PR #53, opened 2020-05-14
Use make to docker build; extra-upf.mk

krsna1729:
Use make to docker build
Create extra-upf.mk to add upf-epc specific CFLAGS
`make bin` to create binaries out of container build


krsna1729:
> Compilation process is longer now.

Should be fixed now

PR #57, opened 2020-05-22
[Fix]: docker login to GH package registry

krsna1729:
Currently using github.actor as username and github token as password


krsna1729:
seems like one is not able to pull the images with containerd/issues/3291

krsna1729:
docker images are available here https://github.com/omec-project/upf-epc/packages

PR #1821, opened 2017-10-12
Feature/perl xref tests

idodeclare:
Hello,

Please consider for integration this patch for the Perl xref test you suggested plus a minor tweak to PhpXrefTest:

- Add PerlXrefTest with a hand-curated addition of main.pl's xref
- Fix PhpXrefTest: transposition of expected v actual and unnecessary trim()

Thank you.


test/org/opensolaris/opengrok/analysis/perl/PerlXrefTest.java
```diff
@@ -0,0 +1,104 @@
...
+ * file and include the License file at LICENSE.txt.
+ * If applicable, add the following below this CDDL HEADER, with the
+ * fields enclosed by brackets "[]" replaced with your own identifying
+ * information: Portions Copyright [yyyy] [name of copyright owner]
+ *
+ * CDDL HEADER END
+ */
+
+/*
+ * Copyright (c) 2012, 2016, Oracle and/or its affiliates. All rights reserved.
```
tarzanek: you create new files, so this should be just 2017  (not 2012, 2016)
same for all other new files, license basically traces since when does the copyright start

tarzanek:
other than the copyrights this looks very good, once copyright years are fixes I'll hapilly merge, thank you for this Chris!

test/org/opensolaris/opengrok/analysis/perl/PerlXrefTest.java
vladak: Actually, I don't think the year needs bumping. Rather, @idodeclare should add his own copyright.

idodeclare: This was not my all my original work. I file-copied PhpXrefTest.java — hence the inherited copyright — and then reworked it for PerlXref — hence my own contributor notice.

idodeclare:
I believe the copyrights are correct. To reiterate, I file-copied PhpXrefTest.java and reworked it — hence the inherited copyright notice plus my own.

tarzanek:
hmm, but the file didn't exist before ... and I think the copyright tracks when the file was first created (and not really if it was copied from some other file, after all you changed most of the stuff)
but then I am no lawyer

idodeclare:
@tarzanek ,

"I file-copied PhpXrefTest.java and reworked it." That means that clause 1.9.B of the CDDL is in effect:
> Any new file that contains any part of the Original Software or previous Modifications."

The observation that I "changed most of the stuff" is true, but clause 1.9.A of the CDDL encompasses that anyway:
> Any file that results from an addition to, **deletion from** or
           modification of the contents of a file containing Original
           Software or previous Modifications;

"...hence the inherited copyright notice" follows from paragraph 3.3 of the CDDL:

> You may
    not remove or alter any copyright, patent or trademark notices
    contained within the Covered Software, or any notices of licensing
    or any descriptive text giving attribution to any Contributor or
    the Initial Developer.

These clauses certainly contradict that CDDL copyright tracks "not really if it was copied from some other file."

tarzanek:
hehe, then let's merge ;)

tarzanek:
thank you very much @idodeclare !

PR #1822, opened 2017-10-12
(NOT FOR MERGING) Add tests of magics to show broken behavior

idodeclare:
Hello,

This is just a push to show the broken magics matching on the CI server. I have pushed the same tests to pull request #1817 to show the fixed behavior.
----
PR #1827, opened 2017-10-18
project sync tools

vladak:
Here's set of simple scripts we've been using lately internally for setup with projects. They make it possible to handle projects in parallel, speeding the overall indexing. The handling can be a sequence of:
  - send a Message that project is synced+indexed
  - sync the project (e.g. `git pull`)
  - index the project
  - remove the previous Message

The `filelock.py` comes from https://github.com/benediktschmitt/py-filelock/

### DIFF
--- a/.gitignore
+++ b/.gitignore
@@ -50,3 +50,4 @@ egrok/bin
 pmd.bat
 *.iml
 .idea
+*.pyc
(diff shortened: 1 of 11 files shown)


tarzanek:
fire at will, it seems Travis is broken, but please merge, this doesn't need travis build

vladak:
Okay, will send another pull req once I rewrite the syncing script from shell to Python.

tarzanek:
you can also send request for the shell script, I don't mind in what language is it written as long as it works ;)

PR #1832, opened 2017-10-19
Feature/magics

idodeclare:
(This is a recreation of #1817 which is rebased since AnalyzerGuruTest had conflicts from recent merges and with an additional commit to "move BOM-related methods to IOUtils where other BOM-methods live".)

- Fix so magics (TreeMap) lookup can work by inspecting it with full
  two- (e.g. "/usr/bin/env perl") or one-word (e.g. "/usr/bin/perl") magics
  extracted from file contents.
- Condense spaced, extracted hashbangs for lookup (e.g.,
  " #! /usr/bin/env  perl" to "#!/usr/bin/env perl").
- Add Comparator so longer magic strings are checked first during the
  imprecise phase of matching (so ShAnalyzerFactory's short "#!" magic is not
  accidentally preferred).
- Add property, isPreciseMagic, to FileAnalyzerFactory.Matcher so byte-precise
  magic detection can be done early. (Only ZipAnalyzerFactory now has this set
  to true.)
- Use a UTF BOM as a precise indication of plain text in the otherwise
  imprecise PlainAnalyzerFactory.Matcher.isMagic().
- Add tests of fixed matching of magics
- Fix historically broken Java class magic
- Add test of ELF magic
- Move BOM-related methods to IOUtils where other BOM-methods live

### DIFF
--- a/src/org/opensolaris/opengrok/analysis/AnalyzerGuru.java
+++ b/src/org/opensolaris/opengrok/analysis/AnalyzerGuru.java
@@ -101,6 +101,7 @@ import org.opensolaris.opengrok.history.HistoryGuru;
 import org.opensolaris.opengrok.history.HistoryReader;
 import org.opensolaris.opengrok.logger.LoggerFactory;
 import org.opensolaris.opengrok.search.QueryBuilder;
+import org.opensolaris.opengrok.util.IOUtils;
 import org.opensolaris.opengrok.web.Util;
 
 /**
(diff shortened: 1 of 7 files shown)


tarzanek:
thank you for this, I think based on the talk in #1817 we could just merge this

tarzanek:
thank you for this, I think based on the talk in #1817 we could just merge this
----
# Work to be completed
Search the material above for the string "inherited", and copy every line in which it turns up.

# Exercise result
idodeclare: This was not my all my original work. I file-copied PhpXrefTest.java — hence the inherited copyright — and then reworked it for PerlXref — hence my own contributor notice.
I believe the copyrights are correct. To reiterate, I file-copied PhpXrefTest.java and reworked it — hence the inherited copyright notice plus my own.
"...hence the inherited copyright notice" follows from paragraph 3.3 of the CDDL:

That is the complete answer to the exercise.